## TASK OBJECTIVE
Please give only the number of lines in the listing below that contain "means".

## RECORDS SUPPLIED
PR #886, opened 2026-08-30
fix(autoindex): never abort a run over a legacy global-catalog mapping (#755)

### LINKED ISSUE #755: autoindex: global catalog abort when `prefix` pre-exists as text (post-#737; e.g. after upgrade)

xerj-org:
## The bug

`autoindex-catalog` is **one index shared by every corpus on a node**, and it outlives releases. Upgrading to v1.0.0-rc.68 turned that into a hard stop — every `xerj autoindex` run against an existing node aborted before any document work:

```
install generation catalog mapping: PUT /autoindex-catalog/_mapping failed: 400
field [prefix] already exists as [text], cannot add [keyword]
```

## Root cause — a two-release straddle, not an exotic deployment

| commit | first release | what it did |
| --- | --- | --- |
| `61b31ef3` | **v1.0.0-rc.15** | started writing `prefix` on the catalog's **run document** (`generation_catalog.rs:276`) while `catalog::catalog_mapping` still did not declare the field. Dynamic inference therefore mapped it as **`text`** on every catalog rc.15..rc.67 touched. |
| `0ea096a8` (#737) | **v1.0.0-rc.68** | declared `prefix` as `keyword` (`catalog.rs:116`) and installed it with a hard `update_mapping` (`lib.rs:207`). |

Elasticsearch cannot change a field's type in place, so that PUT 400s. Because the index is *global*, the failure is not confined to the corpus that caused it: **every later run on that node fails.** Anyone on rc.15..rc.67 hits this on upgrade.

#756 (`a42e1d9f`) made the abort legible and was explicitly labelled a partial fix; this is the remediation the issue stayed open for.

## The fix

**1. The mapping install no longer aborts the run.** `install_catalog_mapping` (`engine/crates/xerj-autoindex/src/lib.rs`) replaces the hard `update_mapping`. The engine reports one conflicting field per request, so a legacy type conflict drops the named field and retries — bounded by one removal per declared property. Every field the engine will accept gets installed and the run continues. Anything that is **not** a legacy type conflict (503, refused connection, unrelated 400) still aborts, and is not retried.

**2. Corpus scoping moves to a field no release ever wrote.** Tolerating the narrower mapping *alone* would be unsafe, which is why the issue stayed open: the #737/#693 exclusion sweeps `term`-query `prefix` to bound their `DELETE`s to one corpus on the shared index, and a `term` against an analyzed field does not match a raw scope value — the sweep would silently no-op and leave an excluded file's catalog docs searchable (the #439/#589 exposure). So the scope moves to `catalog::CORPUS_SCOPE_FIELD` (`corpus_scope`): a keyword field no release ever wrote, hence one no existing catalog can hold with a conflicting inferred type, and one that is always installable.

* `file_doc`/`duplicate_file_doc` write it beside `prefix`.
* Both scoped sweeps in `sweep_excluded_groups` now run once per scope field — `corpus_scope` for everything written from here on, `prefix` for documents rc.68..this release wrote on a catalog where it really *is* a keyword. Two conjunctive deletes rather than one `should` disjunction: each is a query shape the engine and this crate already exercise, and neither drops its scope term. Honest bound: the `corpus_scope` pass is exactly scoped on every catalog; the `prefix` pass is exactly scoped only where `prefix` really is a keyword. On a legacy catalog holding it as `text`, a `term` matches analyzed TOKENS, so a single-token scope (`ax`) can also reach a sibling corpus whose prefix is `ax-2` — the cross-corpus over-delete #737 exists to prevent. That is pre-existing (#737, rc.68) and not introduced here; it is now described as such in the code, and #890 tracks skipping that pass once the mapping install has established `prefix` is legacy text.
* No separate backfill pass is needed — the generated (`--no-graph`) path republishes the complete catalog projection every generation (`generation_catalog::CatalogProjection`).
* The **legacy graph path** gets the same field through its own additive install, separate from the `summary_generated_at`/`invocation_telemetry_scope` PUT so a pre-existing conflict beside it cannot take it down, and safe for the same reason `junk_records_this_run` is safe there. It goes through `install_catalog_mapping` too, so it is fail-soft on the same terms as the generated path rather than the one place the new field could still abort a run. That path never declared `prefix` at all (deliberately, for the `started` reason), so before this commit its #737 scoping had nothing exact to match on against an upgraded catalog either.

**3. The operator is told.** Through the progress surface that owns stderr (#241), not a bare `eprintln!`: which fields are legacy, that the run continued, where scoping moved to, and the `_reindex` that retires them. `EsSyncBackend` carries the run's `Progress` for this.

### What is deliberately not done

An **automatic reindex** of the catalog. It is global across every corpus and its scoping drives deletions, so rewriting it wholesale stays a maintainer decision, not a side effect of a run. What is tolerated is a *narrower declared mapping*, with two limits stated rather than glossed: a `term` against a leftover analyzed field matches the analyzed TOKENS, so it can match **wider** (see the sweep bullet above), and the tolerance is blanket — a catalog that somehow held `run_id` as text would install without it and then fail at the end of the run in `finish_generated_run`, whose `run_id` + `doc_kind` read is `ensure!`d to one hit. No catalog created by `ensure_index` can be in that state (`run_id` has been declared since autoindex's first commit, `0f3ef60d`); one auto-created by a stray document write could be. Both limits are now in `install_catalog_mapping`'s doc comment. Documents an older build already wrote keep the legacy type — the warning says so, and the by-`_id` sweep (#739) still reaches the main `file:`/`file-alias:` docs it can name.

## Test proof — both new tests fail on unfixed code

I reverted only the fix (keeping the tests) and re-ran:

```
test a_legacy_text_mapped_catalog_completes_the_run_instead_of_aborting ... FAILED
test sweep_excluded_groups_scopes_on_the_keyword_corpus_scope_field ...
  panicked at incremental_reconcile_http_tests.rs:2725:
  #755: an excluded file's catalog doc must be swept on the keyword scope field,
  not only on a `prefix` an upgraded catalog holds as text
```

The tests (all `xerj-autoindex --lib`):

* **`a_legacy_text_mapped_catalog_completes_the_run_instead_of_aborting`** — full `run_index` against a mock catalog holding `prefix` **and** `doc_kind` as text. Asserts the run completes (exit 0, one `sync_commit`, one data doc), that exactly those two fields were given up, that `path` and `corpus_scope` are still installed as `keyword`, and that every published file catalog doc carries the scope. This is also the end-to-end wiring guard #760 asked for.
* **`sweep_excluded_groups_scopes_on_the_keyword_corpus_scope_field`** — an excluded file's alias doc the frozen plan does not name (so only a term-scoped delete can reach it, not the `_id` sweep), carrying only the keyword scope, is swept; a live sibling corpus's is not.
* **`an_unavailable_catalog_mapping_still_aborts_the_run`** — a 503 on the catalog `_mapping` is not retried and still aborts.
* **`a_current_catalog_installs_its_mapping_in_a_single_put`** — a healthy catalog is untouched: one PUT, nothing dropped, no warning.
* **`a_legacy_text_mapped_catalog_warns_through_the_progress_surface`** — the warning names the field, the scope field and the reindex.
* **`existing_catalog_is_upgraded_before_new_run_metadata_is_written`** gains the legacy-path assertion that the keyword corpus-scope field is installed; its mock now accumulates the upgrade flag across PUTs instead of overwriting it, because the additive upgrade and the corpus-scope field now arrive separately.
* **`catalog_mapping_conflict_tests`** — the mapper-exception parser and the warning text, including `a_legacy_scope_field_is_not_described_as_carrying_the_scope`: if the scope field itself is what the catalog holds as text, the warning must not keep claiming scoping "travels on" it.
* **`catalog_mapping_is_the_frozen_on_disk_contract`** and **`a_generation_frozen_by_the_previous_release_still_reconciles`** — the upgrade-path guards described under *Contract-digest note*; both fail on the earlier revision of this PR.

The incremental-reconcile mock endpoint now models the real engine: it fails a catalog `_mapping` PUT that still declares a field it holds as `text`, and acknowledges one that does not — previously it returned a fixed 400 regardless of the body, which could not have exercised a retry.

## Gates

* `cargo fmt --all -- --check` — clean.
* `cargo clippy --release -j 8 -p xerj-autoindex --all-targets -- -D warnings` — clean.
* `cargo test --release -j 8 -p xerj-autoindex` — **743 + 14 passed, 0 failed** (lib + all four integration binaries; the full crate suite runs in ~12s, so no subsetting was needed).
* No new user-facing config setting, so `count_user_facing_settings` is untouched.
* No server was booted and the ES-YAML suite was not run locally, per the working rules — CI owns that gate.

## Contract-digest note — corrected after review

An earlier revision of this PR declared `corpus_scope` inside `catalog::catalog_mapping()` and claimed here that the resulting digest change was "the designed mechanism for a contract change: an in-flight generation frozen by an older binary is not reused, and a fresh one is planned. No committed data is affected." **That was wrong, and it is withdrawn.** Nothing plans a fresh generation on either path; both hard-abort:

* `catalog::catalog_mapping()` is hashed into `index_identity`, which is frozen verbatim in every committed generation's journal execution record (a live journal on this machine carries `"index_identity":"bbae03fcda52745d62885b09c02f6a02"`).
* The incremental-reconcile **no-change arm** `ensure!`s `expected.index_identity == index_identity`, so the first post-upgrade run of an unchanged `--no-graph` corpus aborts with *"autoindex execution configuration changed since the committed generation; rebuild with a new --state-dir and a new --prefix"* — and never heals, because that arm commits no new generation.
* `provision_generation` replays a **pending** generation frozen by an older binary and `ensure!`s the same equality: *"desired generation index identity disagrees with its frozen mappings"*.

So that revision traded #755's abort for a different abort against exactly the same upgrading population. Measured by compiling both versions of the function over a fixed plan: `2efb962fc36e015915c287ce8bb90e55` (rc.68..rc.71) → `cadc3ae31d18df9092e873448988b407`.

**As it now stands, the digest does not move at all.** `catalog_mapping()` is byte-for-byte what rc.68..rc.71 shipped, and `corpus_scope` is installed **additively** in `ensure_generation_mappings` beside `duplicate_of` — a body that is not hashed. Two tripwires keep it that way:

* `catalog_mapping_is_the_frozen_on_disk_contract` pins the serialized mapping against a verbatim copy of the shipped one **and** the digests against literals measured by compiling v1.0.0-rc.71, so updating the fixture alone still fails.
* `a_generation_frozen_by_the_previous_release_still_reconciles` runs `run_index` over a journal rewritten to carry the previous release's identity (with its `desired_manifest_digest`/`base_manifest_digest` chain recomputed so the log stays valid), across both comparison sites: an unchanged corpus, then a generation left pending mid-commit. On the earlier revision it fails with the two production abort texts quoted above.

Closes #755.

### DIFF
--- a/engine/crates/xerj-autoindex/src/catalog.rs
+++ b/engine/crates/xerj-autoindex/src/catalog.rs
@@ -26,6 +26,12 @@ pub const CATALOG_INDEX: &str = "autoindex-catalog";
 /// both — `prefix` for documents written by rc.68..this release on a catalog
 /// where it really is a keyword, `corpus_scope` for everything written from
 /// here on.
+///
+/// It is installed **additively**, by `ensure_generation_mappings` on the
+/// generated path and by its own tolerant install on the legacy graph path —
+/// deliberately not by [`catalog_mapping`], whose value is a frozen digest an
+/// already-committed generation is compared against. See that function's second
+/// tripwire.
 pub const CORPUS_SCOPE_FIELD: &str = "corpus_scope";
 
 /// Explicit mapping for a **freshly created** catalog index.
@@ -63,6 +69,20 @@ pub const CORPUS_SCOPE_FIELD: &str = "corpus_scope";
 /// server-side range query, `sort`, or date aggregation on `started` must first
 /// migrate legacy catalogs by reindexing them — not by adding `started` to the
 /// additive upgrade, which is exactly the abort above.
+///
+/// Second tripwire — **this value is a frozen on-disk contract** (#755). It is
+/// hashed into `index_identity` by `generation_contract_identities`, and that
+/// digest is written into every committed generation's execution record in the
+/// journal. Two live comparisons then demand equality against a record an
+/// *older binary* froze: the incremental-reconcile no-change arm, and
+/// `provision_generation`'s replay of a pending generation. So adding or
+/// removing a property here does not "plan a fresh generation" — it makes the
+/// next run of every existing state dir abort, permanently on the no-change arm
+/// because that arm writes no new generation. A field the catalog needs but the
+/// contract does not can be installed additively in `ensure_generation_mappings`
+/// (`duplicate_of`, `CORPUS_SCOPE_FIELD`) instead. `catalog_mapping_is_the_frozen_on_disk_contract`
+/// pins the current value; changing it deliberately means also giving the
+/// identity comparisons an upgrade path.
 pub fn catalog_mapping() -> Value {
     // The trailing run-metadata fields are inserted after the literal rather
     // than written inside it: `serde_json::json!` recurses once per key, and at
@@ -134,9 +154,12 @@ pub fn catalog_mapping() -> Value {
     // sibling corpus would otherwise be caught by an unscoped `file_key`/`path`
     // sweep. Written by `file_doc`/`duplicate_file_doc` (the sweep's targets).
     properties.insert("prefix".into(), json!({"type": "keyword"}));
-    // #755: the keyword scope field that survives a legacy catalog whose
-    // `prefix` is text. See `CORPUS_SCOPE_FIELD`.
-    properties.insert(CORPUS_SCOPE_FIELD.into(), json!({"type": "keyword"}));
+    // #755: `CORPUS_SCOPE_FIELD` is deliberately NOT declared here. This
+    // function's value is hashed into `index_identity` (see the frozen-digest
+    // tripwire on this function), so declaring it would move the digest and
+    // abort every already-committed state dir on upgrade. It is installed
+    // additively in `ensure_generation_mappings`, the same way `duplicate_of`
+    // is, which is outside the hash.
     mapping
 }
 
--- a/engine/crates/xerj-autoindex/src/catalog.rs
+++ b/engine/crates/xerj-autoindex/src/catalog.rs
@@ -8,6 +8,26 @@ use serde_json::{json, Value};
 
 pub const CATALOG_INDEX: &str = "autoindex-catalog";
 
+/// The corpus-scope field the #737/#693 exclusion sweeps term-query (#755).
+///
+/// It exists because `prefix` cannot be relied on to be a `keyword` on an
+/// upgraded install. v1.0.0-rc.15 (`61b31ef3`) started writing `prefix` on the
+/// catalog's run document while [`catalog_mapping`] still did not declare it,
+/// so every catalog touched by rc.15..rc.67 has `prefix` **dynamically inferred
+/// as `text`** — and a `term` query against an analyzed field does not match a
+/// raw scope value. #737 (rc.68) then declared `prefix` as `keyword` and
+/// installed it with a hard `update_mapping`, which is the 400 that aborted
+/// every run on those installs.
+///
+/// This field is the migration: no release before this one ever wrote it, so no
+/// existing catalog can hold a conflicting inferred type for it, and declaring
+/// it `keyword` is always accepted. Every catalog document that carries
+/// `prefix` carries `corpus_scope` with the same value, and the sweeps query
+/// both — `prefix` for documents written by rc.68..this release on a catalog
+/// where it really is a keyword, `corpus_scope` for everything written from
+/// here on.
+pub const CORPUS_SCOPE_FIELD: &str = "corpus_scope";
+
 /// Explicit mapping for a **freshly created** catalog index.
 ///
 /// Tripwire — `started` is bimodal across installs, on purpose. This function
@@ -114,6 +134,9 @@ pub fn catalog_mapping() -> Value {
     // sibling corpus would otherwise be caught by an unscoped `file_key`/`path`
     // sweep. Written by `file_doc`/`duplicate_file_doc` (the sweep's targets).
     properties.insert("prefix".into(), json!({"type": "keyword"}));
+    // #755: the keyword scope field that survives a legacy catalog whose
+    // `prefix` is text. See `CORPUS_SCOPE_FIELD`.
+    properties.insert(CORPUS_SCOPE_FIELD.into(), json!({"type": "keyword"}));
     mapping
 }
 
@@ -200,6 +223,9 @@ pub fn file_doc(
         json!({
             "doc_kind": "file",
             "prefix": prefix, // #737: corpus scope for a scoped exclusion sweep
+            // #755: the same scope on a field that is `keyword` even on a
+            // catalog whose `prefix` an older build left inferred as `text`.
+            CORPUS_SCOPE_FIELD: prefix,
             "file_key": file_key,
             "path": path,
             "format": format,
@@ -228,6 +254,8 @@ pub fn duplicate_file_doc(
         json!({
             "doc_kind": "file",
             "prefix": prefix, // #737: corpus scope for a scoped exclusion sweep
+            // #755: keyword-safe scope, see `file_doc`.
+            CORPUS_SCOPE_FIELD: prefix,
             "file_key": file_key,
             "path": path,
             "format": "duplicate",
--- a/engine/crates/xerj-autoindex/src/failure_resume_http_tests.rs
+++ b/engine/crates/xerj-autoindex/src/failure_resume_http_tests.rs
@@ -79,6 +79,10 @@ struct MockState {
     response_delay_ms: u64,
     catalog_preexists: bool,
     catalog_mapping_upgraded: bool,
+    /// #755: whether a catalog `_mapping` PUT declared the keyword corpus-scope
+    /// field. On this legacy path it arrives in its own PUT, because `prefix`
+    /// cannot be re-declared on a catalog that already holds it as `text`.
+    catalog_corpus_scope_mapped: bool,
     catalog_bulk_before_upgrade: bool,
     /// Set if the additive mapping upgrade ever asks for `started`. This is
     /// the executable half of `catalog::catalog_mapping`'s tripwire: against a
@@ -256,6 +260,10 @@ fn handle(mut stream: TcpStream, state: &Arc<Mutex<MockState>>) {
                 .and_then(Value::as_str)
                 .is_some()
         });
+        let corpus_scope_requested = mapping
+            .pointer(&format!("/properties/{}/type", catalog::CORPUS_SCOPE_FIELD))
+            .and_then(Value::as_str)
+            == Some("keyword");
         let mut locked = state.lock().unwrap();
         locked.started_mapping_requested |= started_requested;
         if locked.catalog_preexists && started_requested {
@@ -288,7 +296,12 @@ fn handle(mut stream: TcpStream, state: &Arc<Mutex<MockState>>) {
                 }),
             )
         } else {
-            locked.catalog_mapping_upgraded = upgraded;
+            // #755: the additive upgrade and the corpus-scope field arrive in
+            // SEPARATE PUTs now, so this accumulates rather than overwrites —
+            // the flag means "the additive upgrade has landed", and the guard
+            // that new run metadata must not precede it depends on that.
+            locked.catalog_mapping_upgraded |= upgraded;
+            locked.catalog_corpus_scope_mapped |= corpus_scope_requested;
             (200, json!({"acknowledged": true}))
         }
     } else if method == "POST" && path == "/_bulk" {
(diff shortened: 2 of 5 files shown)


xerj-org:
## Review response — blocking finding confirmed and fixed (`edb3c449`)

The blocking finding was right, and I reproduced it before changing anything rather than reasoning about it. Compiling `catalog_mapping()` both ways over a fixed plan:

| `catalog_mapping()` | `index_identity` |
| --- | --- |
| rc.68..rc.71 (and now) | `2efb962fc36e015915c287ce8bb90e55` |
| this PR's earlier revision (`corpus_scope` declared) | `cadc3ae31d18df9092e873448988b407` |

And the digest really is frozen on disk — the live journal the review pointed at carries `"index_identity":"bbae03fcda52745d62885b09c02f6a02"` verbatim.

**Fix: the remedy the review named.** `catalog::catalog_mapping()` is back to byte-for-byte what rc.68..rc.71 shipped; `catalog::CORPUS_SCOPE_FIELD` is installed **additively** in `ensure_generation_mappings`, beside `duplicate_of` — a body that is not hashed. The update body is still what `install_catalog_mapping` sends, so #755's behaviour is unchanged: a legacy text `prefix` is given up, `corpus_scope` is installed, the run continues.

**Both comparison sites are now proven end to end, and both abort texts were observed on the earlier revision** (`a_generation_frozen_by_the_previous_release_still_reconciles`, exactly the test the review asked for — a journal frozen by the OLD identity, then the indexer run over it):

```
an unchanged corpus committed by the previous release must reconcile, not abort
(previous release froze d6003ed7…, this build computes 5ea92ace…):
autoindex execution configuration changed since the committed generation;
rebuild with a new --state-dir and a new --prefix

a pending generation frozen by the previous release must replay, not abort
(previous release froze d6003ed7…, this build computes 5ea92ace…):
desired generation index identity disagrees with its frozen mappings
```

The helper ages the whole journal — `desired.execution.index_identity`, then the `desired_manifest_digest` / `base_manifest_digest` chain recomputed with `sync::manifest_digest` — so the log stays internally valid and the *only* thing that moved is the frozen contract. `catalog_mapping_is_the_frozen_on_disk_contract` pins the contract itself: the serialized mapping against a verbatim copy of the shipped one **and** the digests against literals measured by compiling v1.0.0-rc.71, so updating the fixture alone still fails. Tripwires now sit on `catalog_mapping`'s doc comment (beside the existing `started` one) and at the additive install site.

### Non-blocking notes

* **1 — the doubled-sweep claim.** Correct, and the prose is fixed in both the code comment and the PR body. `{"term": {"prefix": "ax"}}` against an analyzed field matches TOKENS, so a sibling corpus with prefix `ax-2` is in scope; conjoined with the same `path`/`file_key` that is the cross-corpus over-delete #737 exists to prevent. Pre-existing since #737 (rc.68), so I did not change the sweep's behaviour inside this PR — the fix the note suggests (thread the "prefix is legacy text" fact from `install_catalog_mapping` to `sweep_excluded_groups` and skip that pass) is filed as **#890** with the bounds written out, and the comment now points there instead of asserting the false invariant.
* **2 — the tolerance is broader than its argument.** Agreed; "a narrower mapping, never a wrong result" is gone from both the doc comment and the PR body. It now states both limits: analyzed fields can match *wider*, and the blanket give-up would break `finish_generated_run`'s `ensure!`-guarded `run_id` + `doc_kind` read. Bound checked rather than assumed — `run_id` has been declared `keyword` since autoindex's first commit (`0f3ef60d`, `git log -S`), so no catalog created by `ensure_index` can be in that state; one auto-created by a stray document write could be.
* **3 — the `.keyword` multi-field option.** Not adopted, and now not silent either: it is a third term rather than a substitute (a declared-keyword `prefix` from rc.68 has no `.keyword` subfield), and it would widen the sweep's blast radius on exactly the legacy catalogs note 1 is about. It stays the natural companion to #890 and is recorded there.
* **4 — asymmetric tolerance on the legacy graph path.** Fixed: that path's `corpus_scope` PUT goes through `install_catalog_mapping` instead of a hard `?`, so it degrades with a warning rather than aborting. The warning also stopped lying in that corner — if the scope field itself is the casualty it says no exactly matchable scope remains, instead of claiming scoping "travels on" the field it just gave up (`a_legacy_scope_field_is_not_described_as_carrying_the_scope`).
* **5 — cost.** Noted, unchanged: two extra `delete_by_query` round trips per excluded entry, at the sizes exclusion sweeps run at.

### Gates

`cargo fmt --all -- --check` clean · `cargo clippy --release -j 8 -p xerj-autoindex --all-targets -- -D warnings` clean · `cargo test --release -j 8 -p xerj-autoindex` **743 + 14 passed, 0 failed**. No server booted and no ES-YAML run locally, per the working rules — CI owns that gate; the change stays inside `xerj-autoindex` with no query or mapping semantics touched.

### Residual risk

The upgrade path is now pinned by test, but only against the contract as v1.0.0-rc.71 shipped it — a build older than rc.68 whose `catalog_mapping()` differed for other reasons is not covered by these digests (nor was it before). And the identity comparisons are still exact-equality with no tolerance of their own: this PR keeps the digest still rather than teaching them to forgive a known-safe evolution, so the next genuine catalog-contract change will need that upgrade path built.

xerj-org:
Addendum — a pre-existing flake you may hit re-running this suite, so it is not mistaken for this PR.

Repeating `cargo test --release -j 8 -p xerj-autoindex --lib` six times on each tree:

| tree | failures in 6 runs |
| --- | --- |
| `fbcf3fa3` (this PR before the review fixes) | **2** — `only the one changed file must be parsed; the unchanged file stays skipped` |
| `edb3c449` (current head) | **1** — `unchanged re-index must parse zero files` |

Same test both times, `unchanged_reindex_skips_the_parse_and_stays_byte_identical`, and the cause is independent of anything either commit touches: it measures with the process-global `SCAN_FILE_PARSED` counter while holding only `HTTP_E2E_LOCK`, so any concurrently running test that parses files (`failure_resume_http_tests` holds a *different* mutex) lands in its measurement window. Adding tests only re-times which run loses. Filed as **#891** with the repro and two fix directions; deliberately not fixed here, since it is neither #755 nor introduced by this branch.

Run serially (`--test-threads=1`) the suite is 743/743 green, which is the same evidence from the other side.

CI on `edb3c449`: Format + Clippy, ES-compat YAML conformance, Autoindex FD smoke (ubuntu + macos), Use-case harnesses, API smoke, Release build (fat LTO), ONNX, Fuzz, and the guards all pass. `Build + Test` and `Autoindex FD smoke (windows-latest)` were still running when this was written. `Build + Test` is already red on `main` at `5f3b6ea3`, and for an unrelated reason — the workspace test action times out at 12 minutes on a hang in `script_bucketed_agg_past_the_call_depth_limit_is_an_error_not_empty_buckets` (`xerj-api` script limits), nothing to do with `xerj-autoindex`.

## WRITTEN ANSWER
2